Pesticide Risk & Respiratory Health Modeling

Apr 15, 2026·
Allison Londerée
· 3 min read
County-level asthma and COPD risk map from the live product.
work

As part of a Spring 2026 team project, I worked on a county-level modeling pipeline that linked pesticide exposure estimates to respiratory health burden in the United States. The goal was to build a planning-oriented model that could help public health stakeholders identify where asthma and COPD burden may warrant closer attention—while explicitly accounting for the ethical and equity implications of doing so.

Highlights

  • Built county-level XGBoost models to estimate relative asthma/COPD burden tied to pesticide-related context.
  • Published an interactive map for planning and resource prioritization, not diagnosis.
  • Paired performance metrics with equity/error analysis to make limits and risks explicit.

Problem

Agricultural pesticide use varies substantially by crop and region, and exposure risk is not evenly distributed. These differences often intersect with existing structural inequities in environmental exposure and healthcare access.

Public health agencies, health systems, and insurers need tools to prioritize prevention and outreach, especially when resources are limited. However, tools that surface “high-risk” areas can unintentionally reinforce stigma or obscure underlying structural drivers if not carefully designed and interpreted.

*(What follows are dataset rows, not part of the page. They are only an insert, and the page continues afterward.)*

PR #701, opened 2025-10-15
Python: update agent/cloud module, types and example

bryfox:
This builds on #698:

- Move the `start_cloud_sink` function to the top-level module, to match `start_server`
- Add missing type stubs & Listener definition
- Update the example to use video & client publish; the equivalent of #700

Unlike rust, the `on_message_data` callback receives only a channel ID, so the example is a little more verbose; this is a choice we made in #286.

### DIFF
--- a/python/foxglove-sdk-examples/cloud/main.py
+++ b/python/foxglove-sdk-examples/cloud/main.py
@@ -1,53 +1,79 @@
-import inspect
 import time
 
 import foxglove
-from foxglove.channels import LogChannel
-from foxglove.schemas import Log, LogLevel
+from foxglove.schemas import RawImage
 
-log_chan = LogChannel(topic="/log1")
+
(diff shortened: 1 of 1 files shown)


python/foxglove-sdk/python/foxglove/cloud.py
```diff
@@ -0,0 +1,61 @@
...
+        :param client: The client (id) that is unadvertising the channel.
+        :param client_channel_id: The client channel id that is being unadvertised.
+        """
+        return None
+
+    def on_message_data(
+        self, client: Client, client_channel_id: int, data: bytes
+    ) -> None:
+        """
+        Called by the server when a message is received from a client.
```
eloff, line 55: I'm not sure server is the right word here

eloff (approved):
LGTM

PR #703, opened 2025-10-16
Ignore foxglove_bridge in ROS1

chef-kyle:
### Changelog
Ensure that foxglove_bridge is ignored in ROS1.

### Docs

None

### Description
I'd like to add foxglove_msgs to [ros-o](https://github.com/ros-o/ros-o) via https://github.com/ubi-agni/ros-builder-action/pull/91 but catkin is picking up on the ROS2 only package `foxglove_bridge`.

For testing I'll point the ros-o build at my fork.

### DIFF
--- a/ros/src/foxglove_bridge/CATKIN_IGNORE
+++ b/ros/src/foxglove_bridge/CATKIN_IGNORE
@@ -1,0 +1,1 @@
+The version of foxglove_bridge in this repo does not support ROS 1. If you are a ROS 1 user, you can find the source code for the legacy version of foxglove_bridge in the ROS 1 foxglove_bridge repo at https://github.com/foxglove/ros-foxglove-bridge


chef-kyle:
Actually, not sure if this will fix the issue or not - but it's still useful for anyone pulling in this subfolder.

chef-kyle:
Looking at the source code for the ros-o builder this should indeed do the trick - https://github.com/ubi-agni/ros-builder-action/blob/ac34c23c75ca73c51d8417ff08d64e0805f60f35/src/build.sh#L207C1-L210C1

clalancette (approved):
This is fair enough for now, so I'll approve.

That said, there are new features to the ROS .msg format coming in the next version of ROS 2 (Lyrical).  While I'm not sure whether this repository will use those features, long-term you may have to end up forking to allow this to continue to work.

amacneil:
@chef-kyle so I guess you would be sad if we merged https://github.com/foxglove/foxglove-sdk/pull/549?

chef-kyle:
@amacneil I'd be a little sad, but also understand the reasoning.

PR #704, opened 2025-10-16
Update ROS badges for Jazzy & Kilted

jtbandes:
Same as #686 for J & K now that they have synced


ericmlujan:
Now just waiting for them to sync H and our badges will be good again :D

PR #163, opened 2025-01-31
Migrate python packages to poetry

amacneil:
### Changelog
None

### Docs
None

### Description
For consistency with our upcoming packages, migrate the existing python packages from pipenv to poetry.

PR #705, opened 2025-10-16
Switch from poetry to uv

gasmith:
Since we've been talking about the possibility of switching from poetry to uv, I figured I'd give it a quick try.

Other changes here:
- Updated some CI workflows to reuse `Container.mk` targets.
- Stripped unnecessary metadata from pyproject.toml files.
- Arranged examples in to a [uv workspace](https://docs.astral.sh/uv/concepts/projects/workspaces/), so they can share a venv.


.flake8
```diff
@@ -4,11 +4,14 @@ extend-ignore = E203
...
     __pycache__,
     .git,
+    .uv_cache,
+    .venv,
     dist,
     node_modules,
     python/foxglove-schemas-flatbuffer/foxglove_schemas_flatbuffer/*.py,
     python/foxglove-schemas-protobuf/foxglove_schemas_protobuf/*.py,
     python/foxglove-sdk/python/foxglove/_protobuf/*,
+    python/foxglove-sdk/.venv,
```
bryfox: I think this might be handled by `.venv` above, but check me on that

https://flake8.pycqa.org/en/latest/user/options.html#cmdoption-flake8-exclude

python/foxglove-schemas-flatbuffer/pyproject.toml
```diff
@@ -5,33 +5,27 @@ description = "Precompiled flatbuffer schemas for Foxglove"
...
-    "wheel",
-  ] },
-  { path = "foxglove_schemas_flatbuffer/*.bfbs", format = [
-    "sdist",
-    "wheel",
-  ] },
-]
+[build-system]
+requires = ["uv_build>=0.9.3,<0.10.0"]
+build-backend = "uv_build"
```
bryfox, line 24: I checked the build outputs here; metadata has added classifier and `Metadata-Version: 2.4` instead of `2.3`, which is probably fine.

python/foxglove-sdk-examples/pyproject.toml
```diff
@@ -0,0 +1,14 @@
+[project]
+name = "foxglove-sdk-examples"
+version = "0.0.0"
+requires-python = ">=3.9"
+
+[tool.uv]
+package = false
+
+[tool.uv.workspace]
+members = [ "*" ]
```
bryfox: I was wondering if it's feasible to start omitting SDK version numbers in all examples (FG-11340), which would simplify the story as we add new features & examples. (The downside is that if we update an example to use a new feature, then we're still in the same position of needing to specify a min version for anyone who previously ran that example, but I don't think that situation has come up yet.)

The workspace makes that problem a little worse. It means that new examples requiring a new version will still need to specify their minimum version; specify "foxglove-sdk" will not work for anyone who ran any example before. One way to do that is to specify a local dependency, then update the example pyproject after a new release is available.

Does the workspace have any advantages other than reducing some boilerplate in the other pyproject files? If not, I wonder if we should accept the downside in the first paragraph and just use "foxglove-sdk" in all examples. I'm also open to other ideas here.

This isn't a uv-specific issue, but if we want to make this change, it's a good time to do so — before users generate lockfiles in this parent directory.

gasmith: I can think of two advantages:

- When installing the SDK by path (`--with ../../foxglove-sdk`), we have to build it for each `.venv`, which takes a few seconds. The common workspace means we only have to do that once.
- A single .venv means that you don't end up with dead `$example/.venv` dirs when we remove or rename examples, which might get picked up by the `runPythonSdkExamples` script.

Overall, I agree that the workspace isn't much of a win, and I agree that the lack of isolation is a concern. I'll get rid of it. And update the `runPythonSdkExamples` script to be a little more cautious about what it tries to run.

Regarding the version specification, I'm actually inclined towards a _tighter_ version specification. The best practice for users (who may copy-paste our examples) is to specify a range of compatible versions (`>=0.14.0,<0.15.0`). If we do that in our examples, we'll need to update the dependency versions as part of the release. The downside is that whenever we break compatibility, all of our examples are not only broken on main, but also specify the _wrong_ dependency - which is to say they're broken permanently. If we don't specify a version, our examples are still broken on main, but only until the next release.

One way out of that quagmire would be to adjust our release process to preemptively bump our version number. For example, after tagging release 0.x.y, we add a commit to bump the version to 0.x.(y+1). If, during the course of development leading up to the next release, we decide that we need to introduce a breaking change, we run another script to bump the version to 0.(x+1).0. As part of the breaking change, we'd update examples, and adjust the minimum version specification accordingly.

bryfox: >  _tighter_ version specification

Yeah, OK. I was hoping we could keep releases moving quickly enough that main-branch breakages would be minimal, but the channel filtering feature/example right now is evidence against that. (I think we'll cut a release this week.)

> `>=0.14.0,<0.15.0`

Do you think the upper bound is worthwhile as a matter of practice? I generally assume releases won't contain breaking changes affecting most examples; when they do, we'll update the examples. (We're still subject to the breakage on main until the next version is released...)

> One way out of that quagmire would be to adjust our release process to preemptively bump our version number

I'm missing something here; it sounds like you want to bump the release version and have examples reference that. Will `uv` install a version from the local package? I assumed it would only be looking at PyPI (unless we specify the local location), and error if a specified version wasn't found. Are editable installs the way around that? If there's a mechanism to load a version from PyPI but fall back to local, that sounds ideal.

gasmith: > > One way out of that quagmire would be to adjust our release process to preemptively bump our version number
> 
> I'm missing something here; it sounds like you want to bump the release version and have examples reference that. Will `uv` install a version from the local package? I assumed it would only be looking at PyPI (unless we specify the local location), and error if a specified version wasn't found. Are editable installs the way around that? If there's a mechanism to load a version from PyPI but fall back to local, that sounds ideal.

Your assumption is correct, and there doesn't seem to be a way to give uv a local fallback - I spent quite a while looking for a way to do that. The idea is that the breakage would be similar to what we have today, where the example cannot be (trivially) run on main until after we've tagged the release. The upshot is that versioning is _correct_. So once the release is tagged, the example will run, even if you're on an old commit, prior to the tag.

amacneil:
@jhurliman called it

https://github.com/foxglove/foxglove-sdk/pull/163#issuecomment-2626290869

PR #706, opened 2025-10-18
Update grid schema documentation

banisadr:
### Changelog
None

### Docs

This is a schema documentation update. 

### Description

Adding details of how the grid schema colorization works. See [motivation](https://foxglove.slack.com/archives/C079S680PC0/p1760687557078269) and [internal discussion](https://foxglove.slack.com/archives/C07RB3SSJE5/p1760739780238259).


typescript/schemas/src/internal/schemas.ts
```diff
@@ -1217,13 +1217,13 @@ const Grid: FoxgloveMessageSchema = {
...
...l four fields must be present with these exact names for RGB visualization to work. The order of fields doesn\'t matter, but the names must match exactly.\n\n:::\n\nRecommended type: `UINT8` (0-255 range) for standard 8-bit color channels.\n\nExample field definitions:\n\n**RGB color only:**\n\n```javascript\nfields: [\n  { name: "red", offset: 0, type: NumericType.UINT8 },\n  { name: "green", offset: 1, type: NumericType.UINT8 },\n  { name: "blue", offset: 2, type: NumericType.UINT8 },\n  { name: "alpha", offset: 3, type: NumericType.UINT8 },\n];\n```\n\n**RGB color with elevation (for 3D terrain visualization):**\n\n```javascript\nfields: [\n  { name: "red", offset: 0, type: NumericType.UINT8 },\n  { name: "green", offset: 1, type: NumericType.UINT8 },\n  { name: "blue", offset: 2, type: NumericType.UINT8 },\n  { name: "alpha", offset: 3, type: NumericType.UINT8 },\n  { name: "elevation", offset: 4, type: NumericType.FLOAT32 },\n];\n```\n\nWhen these fields are present, the 3D panel will offer additional "Color Mode" options including "RGBA (separate fields)" to visualize the RGB data directly. For elevation visualization, set the "Elevation field" to your elevation layer name.',
```
bryfox: Can we avoid markup which is specific to the docs site? This has a URL which will only work from docs pages; maybe that could be an absolute url, but could also just omit the link? The `::: note` admonition won't render correctly elsewhere. Maybe that's not a big deal, but it looks a little strange to me as plain text. We can adjust the script to strip or modify these from other schemas, but the TS schemas would still have them.

typescript/schemas/src/internal/schemas.ts
```diff
@@ -1283,7 +1283,7 @@ const VoxelGrid: FoxgloveMessageSchema = {
       type: { type: "nested", schema: PackedElementField },
       array: true,
       description:
-        "Fields in `data`. `red`, `green`, `blue`, and `alpha` are optional for customizing the grid's color.",
+        "Fields in `data`. See [Color fields](#color-fields) below for RGB visualization.",
```
bryfox: Same here; this doesn't make any sense outside the context of the documentation pages. Maybe we should strip all relative or anchor links in the script, but "below" is confusing.

bryfox (commented):
Ideally these schemas remain self-documenting in their comments, and we don't need to include content which is specific to the docs site. (These are also used to generate language-specific SDK reference documentation.)

We could update the generation script to improve this a little, but curious what you think. Another alternative is to produce output specific to the docs site here, and not leverage TS schemas for that.

typescript/schemas/src/internal/schemas.ts
banisadr: Good call out, fixed this

typescript/schemas/src/internal/schemas.ts
banisadr: Also fixed

banisadr:
@bryfox do you know why the cpp and python docs might be failing? Does it matter?

bryfox:
> @bryfox do you know why the cpp and python docs might be failing? Does it matter?

It does matter because this is what produces the [cpp](https://foxglove.github.io/foxglove-sdk/cpp/) and [python](https://foxglove.github.io/foxglove-sdk/python/) reference docs.

C++:
```
/home/runner/work/foxglove-sdk/foxglove-sdk/cpp/foxglove/include/foxglove/schemas.hpp:740: error: unable to resolve reference to 'color-fields' for \ref command
```

That anchor reference `(#color-fields)` is still in the doc comments.

Python:
```
/home/runner/work/foxglove-sdk/foxglove-sdk/python/foxglove-sdk/python/foxglove/schemas/__init__.py:docstring of foxglove.schemas.Grid:24:Literal block expected; none found.
```

The [literal block](https://www.sphinx-doc.org/en/master/usage/restructuredtext/basics.html#literal-blocks) is `::`, so I think this is the `:::note` admonition tripping up sphinx.

It looks like you commented above that both of these were removed/resolved; maybe something went wrong with the merge?

I also see `poetry` lockfiles here — we just switched to `uv` in #705 (sorry for the timing!). Easiest thing to do might be to start fresh with only your internal schema changes and re-generate the rest.

PR #707, opened 2025-10-18
C++ support for CloudSink

eloff:
### Changelog
None

### Docs

None

### Description

This implements C++ wrappers for cloud sink and callbacks, very similar to what we have for WebSockerServer. It adds a rudimentary example based on the ws_server example.

I didn't add channel filter support. I can look into adding that on Monday.

### DIFF
--- a/cpp/foxglove/src/cloud_sink.cpp
+++ b/cpp/foxglove/src/cloud_sink.cpp
@@ -154,7 +154,10 @@ FoxgloveResult<CloudSink> CloudSink::create(
   return CloudSink(sink, std::move(callbacks), std::move(sink_channel_filter));
 }
 
-CloudSink::CloudSink(foxglove_cloud_sink* sink, std::unique_ptr<CloudSinkCallbacks> callbacks, std::unique_ptr<SinkChannelFilterFn> sink_channel_filter)
+CloudSink::CloudSink(
+  foxglove_cloud_sink* sink, std::unique_ptr<CloudSinkCallbacks> callbacks,
+  std::unique_ptr<SinkChannelFilterFn> sink_channel_filter
+)
     : callbacks_(std::move(callbacks))
     , sink_channel_filter_(std::move(sink_channel_filter))
     , impl_(sink, foxglove_cloud_sink_stop) {}


.github/workflows/ci.yml
```diff
@@ -164,7 +164,7 @@ jobs:
           git add --all
           changes=$(git status --porcelain)
           if [ -n "$changes" ]; then
-            echo "::error::The following generated files need to be updated. Run 'make generate' to update them."
+            echo "::error::The following generated files need to be updated. Run 'yarn generate' to update them."
```
bryfox: `make generate` is the recommended command to avoid versioning issues with rust, python, clang (which can produce differences in formats)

This project asked a practical question: can we combine public exposure, land-use, and health data to flag counties where pesticide-related respiratory burden may be higher—while maintaining transparency about uncertainty and equity impacts?

Approach

We built a county-year modeling pipeline for 2018 and 2019 that joined pesticide use estimates with respiratory-health outcomes and county context. The final product included both a documented modeling workflow and a public-facing GitHub Pages site with an interactive county risk map.

From the outset, the work was framed as a population-level planning tool, not a diagnostic or causal system. We paired model development with a “justification-for-proceeding” framework to surface assumptions, risks, and potential downstream harms before they became embedded in the system.

This included:

  • defining appropriate use (resource prioritization, not individual prediction)
  • identifying potential misuse (e.g., stigmatizing communities or over-attributing causality)
  • evaluating how model errors might differentially impact populations

Methods

The modeling dataset combined:

  • CDC PLACES county-level indicators, including asthma, COPD, smoking, obesity, and diabetes
  • USGS / EPA pesticide use estimates
  • USDA Cropland Data Layer features
  • ACS demographic covariates

The final selected model was an XGBoost regressor using a feature set that included 445 pesticide mass features plus baseline demographic, health, cropland, and time covariates.

In addition to standard modeling steps (exploratory analysis, spatial train/test splitting, hypothesis testing, and holdout validation), we conducted equity-focused evaluation:

  • compared model error across demographic and geographic subgroups
  • examined whether prediction accuracy varied systematically in counties with different socioeconomic or population characteristics
  • assessed where data sparsity or measurement limitations could bias results

The project also included model-card style documentation to make assumptions, limitations, and intended use explicit.

Outcome / Impact

The final XGBoost models performed strongly on held-out county-level validation data:

  • Asthma (CASTHMA): R² = 0.835, RMSE = 0.389, n = 1219
  • COPD: R² = 0.885, RMSE = 0.765, n = 1219

The project also produced a live interactive map that translates model output into a more usable planning interface for non-technical stakeholders.

Importantly, the equity analysis surfaced a meaningful gap:

  • model performance was not uniform across counties, with higher error observed in some regions with different demographic compositions and data coverage
  • this suggests that the areas most affected by environmental and health inequities may also be those where predictions are less reliable

This finding shaped how we positioned the tool:

  • as a starting point for investigation, not a definitive ranking
  • as a way to guide additional data collection and local validation, especially in underrepresented areas

More broadly, the project reinforced that building useful models in public health requires more than predictive performance. It requires clear communication about:

  • what the model can and cannot say
  • where it may fail
  • and how its outputs could impact real communities if used uncritically

Tools

Python, Jupyter, XGBoost, county-level public health data, geospatial joins, GitHub Pages, model-card documentation, responsible AI frameworks.

Authors
Data Scientist

I’m a data scientist with a PhD in social psychology. My work sits at the intersection of behavioral science, experimentation, and applied analytics, with experience spanning digital health, education research, and product-focused data work.

I’m especially interested in problems where careful measurement changes real decisions: designing experiments, working with longitudinal and behavioral data, building predictive models, and translating technical results into something a product, research, or leadership team can actually use.

Alongside my analytic work, I maintain a studio art practice in encaustic, cold wax, and watercolor.